WORK ITEM:
Count the lines below that contain the word "gcloud", and reply with that number alone.

DATA FOR PROCESSING:
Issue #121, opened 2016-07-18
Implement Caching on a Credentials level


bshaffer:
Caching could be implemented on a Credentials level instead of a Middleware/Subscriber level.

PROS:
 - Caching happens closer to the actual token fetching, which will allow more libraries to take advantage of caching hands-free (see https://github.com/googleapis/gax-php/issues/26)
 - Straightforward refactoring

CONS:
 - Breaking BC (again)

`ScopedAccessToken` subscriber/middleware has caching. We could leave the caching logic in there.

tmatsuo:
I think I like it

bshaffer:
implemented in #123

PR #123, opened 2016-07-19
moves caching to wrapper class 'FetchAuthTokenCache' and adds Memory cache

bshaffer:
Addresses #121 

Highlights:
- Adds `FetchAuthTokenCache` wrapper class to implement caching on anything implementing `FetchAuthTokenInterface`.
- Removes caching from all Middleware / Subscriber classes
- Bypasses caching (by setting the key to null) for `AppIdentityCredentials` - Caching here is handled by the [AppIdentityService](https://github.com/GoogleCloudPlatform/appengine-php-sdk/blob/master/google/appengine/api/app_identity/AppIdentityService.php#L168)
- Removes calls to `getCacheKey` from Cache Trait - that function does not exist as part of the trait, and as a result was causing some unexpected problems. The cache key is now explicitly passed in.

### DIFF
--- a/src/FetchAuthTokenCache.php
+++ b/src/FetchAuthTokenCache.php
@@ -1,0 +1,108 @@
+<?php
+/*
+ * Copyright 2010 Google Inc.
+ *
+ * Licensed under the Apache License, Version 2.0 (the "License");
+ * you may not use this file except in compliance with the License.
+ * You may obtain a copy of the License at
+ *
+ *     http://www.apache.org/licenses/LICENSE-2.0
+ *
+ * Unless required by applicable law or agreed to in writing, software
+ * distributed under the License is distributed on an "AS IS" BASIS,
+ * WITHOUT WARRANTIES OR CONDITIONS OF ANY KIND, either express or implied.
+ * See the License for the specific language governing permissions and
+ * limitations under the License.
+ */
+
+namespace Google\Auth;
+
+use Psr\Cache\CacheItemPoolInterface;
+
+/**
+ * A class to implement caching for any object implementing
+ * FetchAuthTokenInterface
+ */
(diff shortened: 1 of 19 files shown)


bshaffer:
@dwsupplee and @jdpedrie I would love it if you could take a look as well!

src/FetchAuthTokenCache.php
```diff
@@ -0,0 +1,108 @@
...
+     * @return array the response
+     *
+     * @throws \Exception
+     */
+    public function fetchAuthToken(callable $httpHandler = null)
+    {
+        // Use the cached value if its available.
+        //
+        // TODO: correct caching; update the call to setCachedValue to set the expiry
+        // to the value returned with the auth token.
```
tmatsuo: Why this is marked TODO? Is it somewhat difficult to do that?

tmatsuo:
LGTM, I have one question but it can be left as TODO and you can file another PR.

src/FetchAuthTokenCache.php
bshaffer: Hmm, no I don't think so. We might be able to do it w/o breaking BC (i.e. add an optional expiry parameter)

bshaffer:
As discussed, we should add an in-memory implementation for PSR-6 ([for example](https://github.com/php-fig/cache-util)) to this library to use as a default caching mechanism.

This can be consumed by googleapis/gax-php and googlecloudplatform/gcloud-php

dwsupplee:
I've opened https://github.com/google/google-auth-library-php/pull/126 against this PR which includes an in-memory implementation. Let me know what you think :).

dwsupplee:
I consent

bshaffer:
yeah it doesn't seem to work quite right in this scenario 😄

==

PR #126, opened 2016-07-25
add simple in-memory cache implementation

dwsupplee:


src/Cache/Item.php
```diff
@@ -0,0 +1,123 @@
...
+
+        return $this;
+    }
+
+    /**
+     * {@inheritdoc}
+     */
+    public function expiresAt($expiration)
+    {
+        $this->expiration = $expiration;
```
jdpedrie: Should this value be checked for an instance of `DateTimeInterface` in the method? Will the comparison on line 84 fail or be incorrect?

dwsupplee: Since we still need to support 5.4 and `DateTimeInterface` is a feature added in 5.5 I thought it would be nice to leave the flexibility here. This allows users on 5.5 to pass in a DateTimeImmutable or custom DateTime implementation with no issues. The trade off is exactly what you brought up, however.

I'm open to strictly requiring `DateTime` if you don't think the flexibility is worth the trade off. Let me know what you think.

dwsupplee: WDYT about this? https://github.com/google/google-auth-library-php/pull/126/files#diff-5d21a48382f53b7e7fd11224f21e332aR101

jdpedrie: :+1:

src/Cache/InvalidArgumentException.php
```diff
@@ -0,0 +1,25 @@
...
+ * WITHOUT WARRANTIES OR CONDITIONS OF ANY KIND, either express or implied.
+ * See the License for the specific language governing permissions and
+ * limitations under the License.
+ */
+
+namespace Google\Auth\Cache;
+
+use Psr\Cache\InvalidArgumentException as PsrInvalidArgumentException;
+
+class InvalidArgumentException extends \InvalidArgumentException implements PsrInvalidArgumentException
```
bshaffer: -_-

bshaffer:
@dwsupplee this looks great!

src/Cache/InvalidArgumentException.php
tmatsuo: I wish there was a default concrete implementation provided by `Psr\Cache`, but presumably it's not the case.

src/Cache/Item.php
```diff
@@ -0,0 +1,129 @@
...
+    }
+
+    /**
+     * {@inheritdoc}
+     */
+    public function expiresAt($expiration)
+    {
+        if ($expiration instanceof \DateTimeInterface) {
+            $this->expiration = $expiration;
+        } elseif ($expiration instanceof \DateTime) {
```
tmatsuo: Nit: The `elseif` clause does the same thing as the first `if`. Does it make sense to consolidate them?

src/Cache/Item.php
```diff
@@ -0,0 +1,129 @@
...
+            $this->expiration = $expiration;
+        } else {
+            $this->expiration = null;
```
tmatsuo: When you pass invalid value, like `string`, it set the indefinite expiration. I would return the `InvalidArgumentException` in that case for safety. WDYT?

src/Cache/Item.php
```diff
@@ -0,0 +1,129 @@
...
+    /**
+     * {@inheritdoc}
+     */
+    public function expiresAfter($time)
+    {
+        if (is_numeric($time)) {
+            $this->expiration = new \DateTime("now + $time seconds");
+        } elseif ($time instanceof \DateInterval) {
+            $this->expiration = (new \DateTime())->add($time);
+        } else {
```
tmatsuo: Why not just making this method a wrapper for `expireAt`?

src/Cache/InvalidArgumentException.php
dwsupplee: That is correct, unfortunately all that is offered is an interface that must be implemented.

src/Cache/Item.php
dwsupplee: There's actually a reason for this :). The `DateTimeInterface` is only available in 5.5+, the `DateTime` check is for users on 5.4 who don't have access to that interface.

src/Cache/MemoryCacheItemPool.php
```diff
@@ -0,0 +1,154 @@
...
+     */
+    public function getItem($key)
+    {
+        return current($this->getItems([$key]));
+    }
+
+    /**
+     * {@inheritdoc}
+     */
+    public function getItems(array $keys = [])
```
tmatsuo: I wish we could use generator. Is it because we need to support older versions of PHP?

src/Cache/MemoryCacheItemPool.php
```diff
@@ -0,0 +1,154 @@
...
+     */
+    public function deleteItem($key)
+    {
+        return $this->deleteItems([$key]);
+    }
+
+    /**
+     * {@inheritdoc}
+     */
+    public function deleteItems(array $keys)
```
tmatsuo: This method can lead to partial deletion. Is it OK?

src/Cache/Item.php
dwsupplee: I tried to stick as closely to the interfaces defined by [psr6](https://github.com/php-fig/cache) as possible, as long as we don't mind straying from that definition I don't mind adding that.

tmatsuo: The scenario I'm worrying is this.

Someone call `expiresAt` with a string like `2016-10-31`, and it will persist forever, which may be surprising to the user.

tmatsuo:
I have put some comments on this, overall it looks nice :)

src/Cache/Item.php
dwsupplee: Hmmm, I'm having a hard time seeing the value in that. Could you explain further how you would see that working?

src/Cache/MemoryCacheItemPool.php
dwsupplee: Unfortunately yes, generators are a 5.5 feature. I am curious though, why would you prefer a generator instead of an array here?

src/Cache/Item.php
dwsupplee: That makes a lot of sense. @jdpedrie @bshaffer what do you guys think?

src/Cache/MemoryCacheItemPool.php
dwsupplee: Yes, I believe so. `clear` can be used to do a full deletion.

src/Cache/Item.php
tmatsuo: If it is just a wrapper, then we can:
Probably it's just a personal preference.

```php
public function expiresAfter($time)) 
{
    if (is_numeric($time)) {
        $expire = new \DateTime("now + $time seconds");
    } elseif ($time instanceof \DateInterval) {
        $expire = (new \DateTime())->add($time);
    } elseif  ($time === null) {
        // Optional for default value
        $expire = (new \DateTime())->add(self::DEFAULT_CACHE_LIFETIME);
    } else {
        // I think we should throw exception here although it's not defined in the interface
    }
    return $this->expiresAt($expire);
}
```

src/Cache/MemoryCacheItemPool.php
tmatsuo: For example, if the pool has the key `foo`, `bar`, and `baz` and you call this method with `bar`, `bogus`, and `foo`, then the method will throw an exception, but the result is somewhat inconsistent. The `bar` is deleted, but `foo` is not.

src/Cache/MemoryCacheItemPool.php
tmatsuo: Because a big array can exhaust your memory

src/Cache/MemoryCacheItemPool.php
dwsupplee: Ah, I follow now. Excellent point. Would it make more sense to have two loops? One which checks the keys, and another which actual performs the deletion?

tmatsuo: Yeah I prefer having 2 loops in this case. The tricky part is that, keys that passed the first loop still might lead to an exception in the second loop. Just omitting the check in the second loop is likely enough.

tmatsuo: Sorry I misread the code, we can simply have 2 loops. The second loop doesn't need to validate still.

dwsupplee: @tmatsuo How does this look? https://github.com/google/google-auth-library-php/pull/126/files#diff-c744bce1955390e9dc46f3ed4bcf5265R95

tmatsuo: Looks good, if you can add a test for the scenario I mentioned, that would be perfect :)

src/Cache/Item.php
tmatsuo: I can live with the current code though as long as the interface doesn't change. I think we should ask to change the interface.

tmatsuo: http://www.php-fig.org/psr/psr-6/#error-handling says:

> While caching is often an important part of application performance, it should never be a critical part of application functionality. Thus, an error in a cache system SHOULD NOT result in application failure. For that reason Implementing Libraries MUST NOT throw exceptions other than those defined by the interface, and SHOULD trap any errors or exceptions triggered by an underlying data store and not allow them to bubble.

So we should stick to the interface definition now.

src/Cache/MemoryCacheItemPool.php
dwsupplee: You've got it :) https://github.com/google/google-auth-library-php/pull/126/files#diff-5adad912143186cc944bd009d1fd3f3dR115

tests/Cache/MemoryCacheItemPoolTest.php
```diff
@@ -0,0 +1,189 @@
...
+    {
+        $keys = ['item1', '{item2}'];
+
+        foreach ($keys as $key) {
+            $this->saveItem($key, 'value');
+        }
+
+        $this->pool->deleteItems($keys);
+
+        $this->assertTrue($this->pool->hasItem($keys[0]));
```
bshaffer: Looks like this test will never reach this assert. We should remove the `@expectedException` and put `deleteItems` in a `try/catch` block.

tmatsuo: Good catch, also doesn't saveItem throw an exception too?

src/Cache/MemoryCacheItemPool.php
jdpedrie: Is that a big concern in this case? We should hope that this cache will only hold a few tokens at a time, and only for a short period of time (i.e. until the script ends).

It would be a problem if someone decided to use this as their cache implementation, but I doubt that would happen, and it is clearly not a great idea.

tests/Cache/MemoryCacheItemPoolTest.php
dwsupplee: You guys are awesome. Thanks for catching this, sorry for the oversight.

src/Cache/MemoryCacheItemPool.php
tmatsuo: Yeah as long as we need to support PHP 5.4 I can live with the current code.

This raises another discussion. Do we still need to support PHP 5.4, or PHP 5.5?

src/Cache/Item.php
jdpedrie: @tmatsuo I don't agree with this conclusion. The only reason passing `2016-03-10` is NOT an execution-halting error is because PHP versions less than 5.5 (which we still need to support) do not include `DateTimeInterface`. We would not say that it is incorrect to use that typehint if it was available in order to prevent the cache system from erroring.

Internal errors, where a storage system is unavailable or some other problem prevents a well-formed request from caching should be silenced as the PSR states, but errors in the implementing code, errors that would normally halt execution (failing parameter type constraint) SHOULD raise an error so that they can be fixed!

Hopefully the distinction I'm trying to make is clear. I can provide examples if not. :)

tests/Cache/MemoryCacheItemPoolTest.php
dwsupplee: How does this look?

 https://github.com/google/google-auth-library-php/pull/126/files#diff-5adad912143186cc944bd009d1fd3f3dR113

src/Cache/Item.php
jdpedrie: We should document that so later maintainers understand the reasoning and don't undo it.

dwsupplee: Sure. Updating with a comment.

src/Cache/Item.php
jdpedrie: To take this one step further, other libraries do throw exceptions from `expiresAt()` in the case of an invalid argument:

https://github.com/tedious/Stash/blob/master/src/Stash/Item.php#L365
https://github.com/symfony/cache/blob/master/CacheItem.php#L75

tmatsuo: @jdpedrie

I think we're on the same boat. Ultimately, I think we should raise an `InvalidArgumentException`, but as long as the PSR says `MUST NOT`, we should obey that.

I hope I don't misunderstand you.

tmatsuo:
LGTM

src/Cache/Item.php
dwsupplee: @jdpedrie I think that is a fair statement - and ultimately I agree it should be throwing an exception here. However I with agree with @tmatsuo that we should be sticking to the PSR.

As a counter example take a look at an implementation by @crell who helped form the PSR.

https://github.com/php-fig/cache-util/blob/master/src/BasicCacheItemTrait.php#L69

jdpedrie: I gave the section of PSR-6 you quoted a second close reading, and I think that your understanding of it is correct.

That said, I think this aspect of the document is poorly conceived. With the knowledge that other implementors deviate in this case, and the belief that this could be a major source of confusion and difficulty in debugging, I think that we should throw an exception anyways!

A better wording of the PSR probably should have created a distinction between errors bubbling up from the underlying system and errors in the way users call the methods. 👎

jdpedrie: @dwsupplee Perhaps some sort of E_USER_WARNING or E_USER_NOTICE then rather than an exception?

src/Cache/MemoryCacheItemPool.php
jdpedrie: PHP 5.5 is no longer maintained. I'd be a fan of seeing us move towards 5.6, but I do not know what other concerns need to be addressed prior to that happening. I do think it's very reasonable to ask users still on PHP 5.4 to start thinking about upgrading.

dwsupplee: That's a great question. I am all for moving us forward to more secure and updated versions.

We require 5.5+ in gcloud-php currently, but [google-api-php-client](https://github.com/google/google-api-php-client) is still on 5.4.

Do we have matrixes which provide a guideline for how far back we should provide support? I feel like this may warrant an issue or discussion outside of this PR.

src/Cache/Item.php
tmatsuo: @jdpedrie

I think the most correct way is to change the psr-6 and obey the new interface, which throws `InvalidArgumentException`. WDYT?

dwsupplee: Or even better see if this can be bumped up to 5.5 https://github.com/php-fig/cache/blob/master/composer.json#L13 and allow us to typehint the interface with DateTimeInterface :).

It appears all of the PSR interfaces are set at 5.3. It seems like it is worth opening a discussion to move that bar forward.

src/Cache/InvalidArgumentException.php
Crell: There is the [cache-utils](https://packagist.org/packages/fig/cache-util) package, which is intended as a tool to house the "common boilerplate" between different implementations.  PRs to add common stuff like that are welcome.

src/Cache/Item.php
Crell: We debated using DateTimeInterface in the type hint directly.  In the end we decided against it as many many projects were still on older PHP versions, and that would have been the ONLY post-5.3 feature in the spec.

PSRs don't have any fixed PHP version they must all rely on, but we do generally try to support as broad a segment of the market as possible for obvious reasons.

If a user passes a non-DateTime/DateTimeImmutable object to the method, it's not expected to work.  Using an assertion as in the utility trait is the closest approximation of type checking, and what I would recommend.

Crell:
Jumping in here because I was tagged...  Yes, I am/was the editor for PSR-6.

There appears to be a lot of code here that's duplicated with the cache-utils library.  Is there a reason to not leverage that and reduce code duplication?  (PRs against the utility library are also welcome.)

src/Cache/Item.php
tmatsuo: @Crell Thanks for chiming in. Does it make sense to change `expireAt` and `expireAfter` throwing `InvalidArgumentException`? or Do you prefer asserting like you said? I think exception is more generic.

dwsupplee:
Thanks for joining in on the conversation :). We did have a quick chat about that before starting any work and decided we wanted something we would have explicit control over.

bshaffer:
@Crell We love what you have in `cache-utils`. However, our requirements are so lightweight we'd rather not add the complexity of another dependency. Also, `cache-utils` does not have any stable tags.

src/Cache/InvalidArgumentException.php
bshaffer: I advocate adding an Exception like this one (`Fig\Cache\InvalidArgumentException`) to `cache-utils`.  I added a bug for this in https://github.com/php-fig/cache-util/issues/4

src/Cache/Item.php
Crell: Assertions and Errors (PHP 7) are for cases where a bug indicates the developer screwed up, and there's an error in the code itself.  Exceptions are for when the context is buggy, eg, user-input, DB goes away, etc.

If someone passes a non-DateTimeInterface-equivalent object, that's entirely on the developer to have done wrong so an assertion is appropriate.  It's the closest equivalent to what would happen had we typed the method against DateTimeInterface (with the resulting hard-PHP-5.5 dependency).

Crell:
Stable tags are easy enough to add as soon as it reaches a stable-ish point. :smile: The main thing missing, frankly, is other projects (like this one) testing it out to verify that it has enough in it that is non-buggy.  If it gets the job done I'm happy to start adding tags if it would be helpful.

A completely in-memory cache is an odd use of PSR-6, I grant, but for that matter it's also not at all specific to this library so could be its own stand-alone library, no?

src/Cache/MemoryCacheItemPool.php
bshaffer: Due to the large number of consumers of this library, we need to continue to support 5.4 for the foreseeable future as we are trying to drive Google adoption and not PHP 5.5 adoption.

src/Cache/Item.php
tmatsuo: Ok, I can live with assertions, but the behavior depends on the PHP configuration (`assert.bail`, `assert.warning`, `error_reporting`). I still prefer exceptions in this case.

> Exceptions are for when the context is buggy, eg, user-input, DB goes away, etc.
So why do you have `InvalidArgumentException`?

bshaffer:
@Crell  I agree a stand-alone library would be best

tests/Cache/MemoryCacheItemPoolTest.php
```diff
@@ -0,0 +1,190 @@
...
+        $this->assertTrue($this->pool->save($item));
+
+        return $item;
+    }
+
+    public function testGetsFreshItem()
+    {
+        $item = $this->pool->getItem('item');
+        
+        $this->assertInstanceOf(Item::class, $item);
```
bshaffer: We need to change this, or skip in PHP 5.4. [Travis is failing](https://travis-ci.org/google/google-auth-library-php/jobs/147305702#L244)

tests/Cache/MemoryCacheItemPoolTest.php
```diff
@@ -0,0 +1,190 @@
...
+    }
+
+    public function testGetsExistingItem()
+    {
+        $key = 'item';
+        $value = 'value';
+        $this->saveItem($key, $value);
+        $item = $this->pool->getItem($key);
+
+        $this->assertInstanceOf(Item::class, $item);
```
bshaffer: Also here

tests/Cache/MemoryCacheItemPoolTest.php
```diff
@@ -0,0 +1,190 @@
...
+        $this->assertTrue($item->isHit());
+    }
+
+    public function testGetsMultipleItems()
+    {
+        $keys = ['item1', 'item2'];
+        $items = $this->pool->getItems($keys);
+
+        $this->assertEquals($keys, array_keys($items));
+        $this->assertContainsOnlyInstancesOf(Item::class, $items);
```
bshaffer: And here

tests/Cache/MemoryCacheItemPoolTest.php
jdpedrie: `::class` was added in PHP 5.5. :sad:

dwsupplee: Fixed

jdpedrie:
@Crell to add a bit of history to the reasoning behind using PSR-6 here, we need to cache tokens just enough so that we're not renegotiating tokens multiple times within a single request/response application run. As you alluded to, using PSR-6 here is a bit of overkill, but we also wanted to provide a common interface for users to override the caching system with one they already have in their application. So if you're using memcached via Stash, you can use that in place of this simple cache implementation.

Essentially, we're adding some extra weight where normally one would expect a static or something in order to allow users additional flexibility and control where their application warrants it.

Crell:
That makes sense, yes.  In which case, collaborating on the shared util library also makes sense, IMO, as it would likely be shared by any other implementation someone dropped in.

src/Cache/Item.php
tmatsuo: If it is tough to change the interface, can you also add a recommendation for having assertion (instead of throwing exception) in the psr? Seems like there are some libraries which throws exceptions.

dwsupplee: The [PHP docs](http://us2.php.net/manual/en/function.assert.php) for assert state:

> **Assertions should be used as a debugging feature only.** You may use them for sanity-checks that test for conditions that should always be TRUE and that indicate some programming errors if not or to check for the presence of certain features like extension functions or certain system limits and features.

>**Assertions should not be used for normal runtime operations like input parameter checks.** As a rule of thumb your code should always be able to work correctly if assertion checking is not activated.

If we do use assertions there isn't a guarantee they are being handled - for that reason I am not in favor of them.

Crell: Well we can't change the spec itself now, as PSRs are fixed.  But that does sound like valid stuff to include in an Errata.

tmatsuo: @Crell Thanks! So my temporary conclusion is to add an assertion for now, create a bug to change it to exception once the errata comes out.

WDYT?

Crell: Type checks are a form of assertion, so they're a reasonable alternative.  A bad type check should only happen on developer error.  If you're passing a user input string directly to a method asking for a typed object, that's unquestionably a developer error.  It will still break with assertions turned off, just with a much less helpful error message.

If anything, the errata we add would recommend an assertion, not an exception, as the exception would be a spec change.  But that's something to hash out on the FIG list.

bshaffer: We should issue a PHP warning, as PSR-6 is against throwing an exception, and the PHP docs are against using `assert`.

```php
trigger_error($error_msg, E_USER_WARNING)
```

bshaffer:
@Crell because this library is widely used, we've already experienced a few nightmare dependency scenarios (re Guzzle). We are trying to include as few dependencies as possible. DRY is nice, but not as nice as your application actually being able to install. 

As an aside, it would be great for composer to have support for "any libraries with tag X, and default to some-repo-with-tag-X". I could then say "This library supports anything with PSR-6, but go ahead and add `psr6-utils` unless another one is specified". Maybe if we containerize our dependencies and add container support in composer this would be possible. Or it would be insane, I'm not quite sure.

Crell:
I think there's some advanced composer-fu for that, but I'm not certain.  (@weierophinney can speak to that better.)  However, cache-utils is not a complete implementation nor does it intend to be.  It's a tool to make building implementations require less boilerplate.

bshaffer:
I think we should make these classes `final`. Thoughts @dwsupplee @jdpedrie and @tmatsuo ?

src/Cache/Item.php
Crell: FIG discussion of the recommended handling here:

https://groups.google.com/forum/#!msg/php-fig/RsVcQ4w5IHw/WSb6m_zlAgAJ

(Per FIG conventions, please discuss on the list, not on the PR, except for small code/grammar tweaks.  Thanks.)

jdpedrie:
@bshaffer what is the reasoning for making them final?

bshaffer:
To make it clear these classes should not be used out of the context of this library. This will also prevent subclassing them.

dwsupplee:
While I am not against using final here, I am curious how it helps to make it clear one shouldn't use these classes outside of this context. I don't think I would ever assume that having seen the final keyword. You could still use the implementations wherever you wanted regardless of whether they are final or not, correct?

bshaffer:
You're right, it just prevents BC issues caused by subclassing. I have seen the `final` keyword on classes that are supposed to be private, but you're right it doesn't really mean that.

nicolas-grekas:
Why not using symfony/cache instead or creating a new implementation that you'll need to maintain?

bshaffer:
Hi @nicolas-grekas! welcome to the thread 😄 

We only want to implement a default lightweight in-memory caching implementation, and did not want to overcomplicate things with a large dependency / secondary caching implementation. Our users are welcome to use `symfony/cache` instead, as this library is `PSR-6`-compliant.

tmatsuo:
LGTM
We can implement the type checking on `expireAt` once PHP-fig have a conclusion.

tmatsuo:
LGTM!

SOLUTION TO THE PROBLEM:
2